**Input data**
PR #684, opened 2026-03-13
modernize python release workflow with oidc (#14)

### LINKED ISSUE #14: Python port package publish integrated with Travis.
Reference: https://github.com/metacall/core/pull/8#issuecomment-498457578
Needs to be solved first: https://github.com/metacall/core/issues/13

avik22835:
Fixes #14 

Hi Vicente,
The python port release workflow was broken after PyPI deprecated api token auth in their update. this fixes it

changes :
- switch auth to OIDC trusted publishing (eliminates the need for stored PyPI secrets)
- trigger only on version tags, not every push. PyPI rejects duplicate version uploads so the old trigger caused noise.
- use 'python -m build' instead of the old setup.py direct call.
- fix concurrency group (previous group used pr number which is always empty on tag pushes)

One thing you'll need to do on PyPI side : add metacall/core as a trusted publisher for release-python.yml. https://docs.pypi.org/trusted-publishers/adding-a-publisher/

let me know if anything looks off

### DIFF
--- a/.github/workflows/release-python.yml
+++ b/.github/workflows/release-python.yml
@@ -1,40 +1,40 @@
 name: Release Python Package
 
 on:
-  workflow_dispatch:
-  pull_request:
+  workflow_dispatch: # Allow manual triggers for testing or emergency releases
   push:
-    branches: [ master, develop ]
-    paths:
-      - '.github/workflows/release-python.yml'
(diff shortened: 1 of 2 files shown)


viferga:
@avik22835 what do you mean? can you link here the code you're reffing to?

PR #690, opened 2026-03-15
fix(metacall): implement metacall_error_last and metacall_error_clear

### LINKED ISSUE #141: Exception & Error handling is non-existent
MetaCall currently has no mechanism to propagate errors to the caller, aside from a simple logging to notify the user. Exceptions are often part of the API, meaning that it is necessary to handle them in order to make use of these APIs properly. Therefore, being able to propagate exceptions through MetaCall is crucial for making it usable beyond trivial scenarios.

This issue tracks the error handling status in MetaCall core and is the place for discussions related to error handling. See also the [GSoC 2021 ideas page](https://github.com/metacall/gsoc-2021#implement-an-error-handling-system).

You can find some of the error handling mechanisms of language runtimes here:
* Python: https://docs.python.org/3/c-api/exceptions.html#exception-handling
* NodeJS: https://nodejs.org/api/n-api.html#n_api_error_handling
* V8: https://v8.dev/docs/embed#exceptions
* Ruby: https://silverhammermba.github.io/emberb/c/#exceptions (See #61)
* Java: https://docs.oracle.com/javase/8/docs/technotes/guides/jni/spec/functions.html#exceptions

**Exercise prompt**
Only these lines should appear in the reply: the one containing "MetaCall currently has", the last line of the data, and all lines between them, each copied exactly.

**Finished task**
MetaCall currently has no mechanism to propagate errors to the caller, aside from a simple logging to notify the user. Exceptions are often part of the API, meaning that it is necessary to handle them in order to make use of these APIs properly. Therefore, being able to propagate exceptions through MetaCall is crucial for making it usable beyond trivial scenarios.

This issue tracks the error handling status in MetaCall core and is the place for discussions related to error handling. See also the [GSoC 2021 ideas page](https://github.com/metacall/gsoc-2021#implement-an-error-handling-system).

You can find some of the error handling mechanisms of language runtimes here:
* Python: https://docs.python.org/3/c-api/exceptions.html#exception-handling
* NodeJS: https://nodejs.org/api/n-api.html#n_api_error_handling
* V8: https://v8.dev/docs/embed#exceptions
* Ruby: https://silverhammermba.github.io/emberb/c/#exceptions (See #61)
* Java: https://docs.oracle.com/javase/8/docs/technotes/guides/jni/spec/functions.html#exceptions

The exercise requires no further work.